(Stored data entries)
=== Begin Enclosure ===
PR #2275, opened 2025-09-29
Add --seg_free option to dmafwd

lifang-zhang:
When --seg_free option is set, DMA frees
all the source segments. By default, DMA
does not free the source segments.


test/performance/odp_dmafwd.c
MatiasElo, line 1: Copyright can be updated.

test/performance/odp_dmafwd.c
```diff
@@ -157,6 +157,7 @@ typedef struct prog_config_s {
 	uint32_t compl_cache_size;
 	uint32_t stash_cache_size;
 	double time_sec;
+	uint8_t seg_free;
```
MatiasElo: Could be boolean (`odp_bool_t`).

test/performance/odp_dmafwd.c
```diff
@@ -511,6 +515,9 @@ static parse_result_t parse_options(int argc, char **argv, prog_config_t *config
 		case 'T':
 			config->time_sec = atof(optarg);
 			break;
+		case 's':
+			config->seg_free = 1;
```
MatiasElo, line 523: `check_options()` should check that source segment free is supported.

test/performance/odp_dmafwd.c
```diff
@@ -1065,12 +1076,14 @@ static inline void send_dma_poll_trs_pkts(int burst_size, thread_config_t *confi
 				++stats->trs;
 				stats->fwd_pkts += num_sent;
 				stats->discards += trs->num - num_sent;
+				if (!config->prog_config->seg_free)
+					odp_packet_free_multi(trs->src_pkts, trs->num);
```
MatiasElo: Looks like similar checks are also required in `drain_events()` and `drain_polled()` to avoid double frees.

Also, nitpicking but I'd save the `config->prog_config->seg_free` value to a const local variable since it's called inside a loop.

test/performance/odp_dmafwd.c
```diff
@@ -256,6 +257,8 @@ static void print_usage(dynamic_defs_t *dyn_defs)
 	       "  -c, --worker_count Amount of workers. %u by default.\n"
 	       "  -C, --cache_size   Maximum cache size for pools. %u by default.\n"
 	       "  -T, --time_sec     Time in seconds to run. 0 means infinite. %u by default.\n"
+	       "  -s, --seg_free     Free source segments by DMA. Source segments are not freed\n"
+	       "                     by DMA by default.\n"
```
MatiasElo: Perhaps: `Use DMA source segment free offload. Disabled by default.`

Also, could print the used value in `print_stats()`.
=== End Enclosure ===
> WORK ITEM
I need each of the entries above printed again exactly.

> RESPONSE TO THIS TASK
PR #2275, opened 2025-09-29
Add --seg_free option to dmafwd

lifang-zhang:
When --seg_free option is set, DMA frees
all the source segments. By default, DMA
does not free the source segments.


test/performance/odp_dmafwd.c
MatiasElo, line 1: Copyright can be updated.

test/performance/odp_dmafwd.c
```diff
@@ -157,6 +157,7 @@ typedef struct prog_config_s {
 	uint32_t compl_cache_size;
 	uint32_t stash_cache_size;
 	double time_sec;
+	uint8_t seg_free;
```
MatiasElo: Could be boolean (`odp_bool_t`).

test/performance/odp_dmafwd.c
```diff
@@ -511,6 +515,9 @@ static parse_result_t parse_options(int argc, char **argv, prog_config_t *config
 		case 'T':
 			config->time_sec = atof(optarg);
 			break;
+		case 's':
+			config->seg_free = 1;
```
MatiasElo, line 523: `check_options()` should check that source segment free is supported.

test/performance/odp_dmafwd.c
```diff
@@ -1065,12 +1076,14 @@ static inline void send_dma_poll_trs_pkts(int burst_size, thread_config_t *confi
 				++stats->trs;
 				stats->fwd_pkts += num_sent;
 				stats->discards += trs->num - num_sent;
+				if (!config->prog_config->seg_free)
+					odp_packet_free_multi(trs->src_pkts, trs->num);
```
MatiasElo: Looks like similar checks are also required in `drain_events()` and `drain_polled()` to avoid double frees.

Also, nitpicking but I'd save the `config->prog_config->seg_free` value to a const local variable since it's called inside a loop.

test/performance/odp_dmafwd.c
```diff
@@ -256,6 +257,8 @@ static void print_usage(dynamic_defs_t *dyn_defs)
 	       "  -c, --worker_count Amount of workers. %u by default.\n"
 	       "  -C, --cache_size   Maximum cache size for pools. %u by default.\n"
 	       "  -T, --time_sec     Time in seconds to run. 0 means infinite. %u by default.\n"
+	       "  -s, --seg_free     Free source segments by DMA. Source segments are not freed\n"
+	       "                     by DMA by default.\n"
```
MatiasElo: Perhaps: `Use DMA source segment free offload. Disabled by default.`

Also, could print the used value in `print_stats()`.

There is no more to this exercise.